Start of DATA TO EXAMINE

PR #13512, opened 2023-12-29
wifi: AP connection support

krish2718:

PR #13518, opened 2024-01-02
manifest: sdk-hostap: Pull fix for shell freeze

krish2718:
Fixes the shell freeze seen when WPA supplicant OOM causes an infinite loop.


sachinthegreen (approved):

rado17 (approved):

krish2718:
manifest will be updated as part of #13512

End of DATA TO EXAMINE

Reproduce every record above exactly.

PR #13512, opened 2023-12-29
wifi: AP connection support

krish2718:

PR #13518, opened 2024-01-02
manifest: sdk-hostap: Pull fix for shell freeze

krish2718:
Fixes the shell freeze seen when WPA supplicant OOM causes an infinite loop.


sachinthegreen (approved):

rado17 (approved):

krish2718:
manifest will be updated as part of #13512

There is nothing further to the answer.